Big idea
A matrix usually turns a vector. But an eigenvector keeps its direction:
A v = λ v
The number λ is the stretch factor. Move through the tools below to see this idea from geometry, dynamics, ranking, and data.
1. Matrix action and surviving directions
Choose a matrix. The thin circle shows input directions. The transformed curve shows where the matrix sends them. Eigenvectors are directions that land on the same line.
2. Test one vector
Move the vector and compare x with Ax. When they are on the same line, the vector is in an eigen-direction.
3. Repeated matrix action
Repeated multiplication often pulls a vector toward the dominant eigen-direction.
If the largest eigenvalue in absolute value is clearly bigger than the others, its eigenvector usually dominates long-term behavior.
4. Ranking as an eigenvector
A ranking vector is stable when one update only scales it or leaves it unchanged. This is the eigenvector idea in network form.

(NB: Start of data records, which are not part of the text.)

PR #176, opened 2020-10-30
Refactor to remove special-case ristretto255/decaf448 paths.

chris-wood:
cc @claucece, @armfazh

### DIFF
--- a/poc/oprf.sage
+++ b/poc/oprf.sage
@@ -171,8 +171,7 @@ class GroupRistretto255(Group):
         return Ed25519Point().decode(encoded)
 
     def hash_to_group(self, msg, dst):
-        uniform_bytes = expand_message_xmd(msg, dst, 64, hashlib.sha256, self.k)
-        return Ed25519Point().map(uniform_bytes)
+        return Ed25519Point().hash_to_group(msg, dst)
 
     def hash_to_scalar(self, msg, dst=""):
         return hash_to_field(msg, 1, dst, self.order(), 1, self.L, expand_message_xmd, hashlib.sha256, self.k)[0][0]
@@ -199,8 +198,7 @@ class GroupDecaf448(Group):
         return Ed448GoldilocksPoint().decode(encoded)
 
     def hash_to_group(self, msg, dst):
-        uniform_bytes = expand_message_xmd(msg, dst, 112, hashlib.sha512, self.k)
-        return Ed448GoldilocksPoint().map(uniform_bytes)
+        return Ed448GoldilocksPoint().hash_to_group(msg, dst)
 
     def hash_to_scalar(self, msg, dst=""):
         return hash_to_field(msg, 1, dst, self.order(), 1, self.L, expand_message_xmd, hashlib.sha512, self.k)[0][0]
--- a/poc/oprf.sage
+++ b/poc/oprf.sage
@@ -34,10 +34,16 @@ class Group(object):
     def __init__(self, name):
         self.name = name
 
+    def generator(self):
+        return None
+
     def random_scalar(self):
         return None
 
     def identity(self):
+        return 0
+
+    def order(self):
         return 0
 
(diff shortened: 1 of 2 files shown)


armfazh (approved):

poc/oprf.sage
```diff
@@ -137,6 +149,62 @@ class GroupP521(GroupNISTCurve):
...
+    def identity(self):
+        return Ed448GoldilocksPoint().identity()
+
+    def serialize(self, element):
+        return element.encode()
+
+    def deserialize(self, encoded):
+        return Ed448GoldilocksPoint().decode(encoded)
+
+    def hash_to_group(self, msg, dst):
```
claucece, line 201: Per ristretto et al draft, it should be:

```
        u = expand_message_xof(msg, dst, int(112), hashlib.shake_256, 224)
        P1 = self.map(u[0:32])
        P2 = self.map(u[32:64])
        P = P1 + P2
```

poc/oprf.sage
```diff
@@ -137,6 +149,62 @@ class GroupP521(GroupNISTCurve):
...
+        uniform_bytes = expand_message_xmd(msg, dst, 112, hashlib.sha512, self.k)
```
claucece, line 202: I'm not sure the internals of this.. but it need to be expanded to a 112 array, which will no be given with sha512. That is why it was using shake256.

poc/oprf.sage
```diff
@@ -137,6 +149,62 @@ class GroupP521(GroupNISTCurve):
...
+    def identity(self):
+        return Ed25519Point().identity()
+
+    def serialize(self, element):
+        return element.encode()
+
+    def deserialize(self, encoded):
+        return Ed25519Point().decode(encoded)
+
+    def hash_to_group(self, msg, dst):
```
claucece, line 173: Per ristretto et al draft, it should be:

```
        u = expand_message_xmd(msg, dst, int(64), hashlib.sha512, 128)
        P1 = self.map(u[0:32])
        P2 = self.map(u[32:64])
        P = P1 + P2
        return P
```

poc/oprf.sage
```diff
@@ -137,6 +149,62 @@ class GroupP521(GroupNISTCurve):
...
+        uniform_bytes = expand_message_xmd(msg, dst, 64, hashlib.sha256, self.k)
```
claucece, line 174: Here we need to expand it to 64, which I'm not sure the sha256 will give.

poc/oprf.sage
chris-wood: No, see: https://tools.ietf.org/html/draft-irtf-cfrg-hash-to-curve-10#appendix-B

poc/oprf.sage
chris-wood: See above!

poc/oprf.sage
chris-wood: See above!

poc/oprf.sage
claucece: I'm not sure about that. See the comment for the `MAP` function in ristretto et al draft:

```
The MAP function is defined on a 32-bytes string as:
```

The string here is 64. 

Which means that it should use the one-way-map function of the ristretto et al draft, which is:

```
1. Compute P1 as "MAP(b[0:32])".
2. Compute P2 as "MAP(b[32:64])".
3. Return P1 + P2.
```

Meaning that:

```
   1. uniform_bytes = expand_message(msg, DST, 64)
   2. P = ristretto255_map(uniform_bytes)
   3. return P
```

`istretto255_map(uniform_bytes)` refers to the one-way-map. Otherwise, the map will only handle the first 32 bytes.

chris-wood: `ristretto255_map` indeed refers to the one-way map, and not the internal `MAP` function. :)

5. Data variation and eigenvectors
Eigenvectors of a covariance matrix point in directions where data varies. This is the beginning of PCA.
Reflection questions
- How can you recognize an eigenvector from a picture?
- What does a negative eigenvalue do geometrically?
- Why does a zero eigenvalue mean information loss?
- Why do eigenvectors matter for repeated matrix action?
- How do eigenvectors connect to PCA and data variation?